One of the main features of all the giant planets of our solar system is the possession of irregular satellites. These objects, that unlike regular satellites, have highly eccentric orbits, and/or are on high orbital inclinations, are thought were captured from bodies that were formed elsewhere in the solar system. The accretional process of the formation of regular satellites in a circumplanetary disk cannot account for the high eccentricity and inclination of the orbits of these bodies.
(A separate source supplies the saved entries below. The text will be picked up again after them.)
PR #2545, opened 2019-10-02
Make map cameras and pending images update run once per frame again

Capostrophic:
Apparently this bzzt's change caused issues, probably like the issue in [this](https://gitlab.com/OpenMW/openmw/issues/5176) report.

cleanupCameras is supposed to be run once per frame (note how it gives time to draw thread to run and now the last few visited cells, the same number as there were frames, get dropped upon saving and loading). Due to the changes it was run once per cell exploration so pending images and cameras weren't updated properly, causing the last few explored cells not getting added into the overlay image and saved. It should probably be safe to just clean up cameras and not revert the commit completely, although cleanupCameras now gets called after cell exploration event fires, so I did that.

### DIFF
--- a/apps/openmw/mwgui/mapwindow.cpp
+++ b/apps/openmw/mwgui/mapwindow.cpp
@@ -856,13 +856,18 @@ namespace MWGui
 
     void MapWindow::cellExplored(int x, int y)
     {
-        mGlobalMapRender->cleanupCameras();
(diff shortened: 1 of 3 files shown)


AnyOldName3:
Which bzzt changes did we merge that caused this?

Capostrophic:
The first commit from #2279.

Thanks to the wide field CCD devices, during the past few years, a wave of discoveries was made which resulted in an unprecedented increase in the number of detected irregular satellites. The results of these observations have revealed many new features and characteristics of these objects. Mauna Kea survey observations of Jovian irregulars have, for instance, indicated that the region between Callisto (the outermost regular satellite at semimajor axis of ~26 Jupiter-radii) and Themisto (the innermost Jovian irregular at approximately 100 Jupiter-radii), is devoid of small objects. An explanation for this observation may lie in the dynamical nature of small bodies in this region. That is, these objects may be intrinsically unstable. To examine this scenario, in collaboration with David Jewitt from NAI/Hawaii, N. Haghighipour initiated an extensive numerical study of the orbital stability of small bodies in the region between 30 to 80 Jupiter-radii. We simulated the dynamics of a large battery of small objects and mapped their parameter-space for different values of their semimajor axes, eccentricities, and orbital inclinations. Results indicate that this region is indeed intrinsically unstable. However, the lifetimes of objects vary with their orbital eccentricities and inclinations. These results also make possible identifying the most viable capture mechanism of irregular satellites, and have applicability in furthering our understanding of outer planets formation history.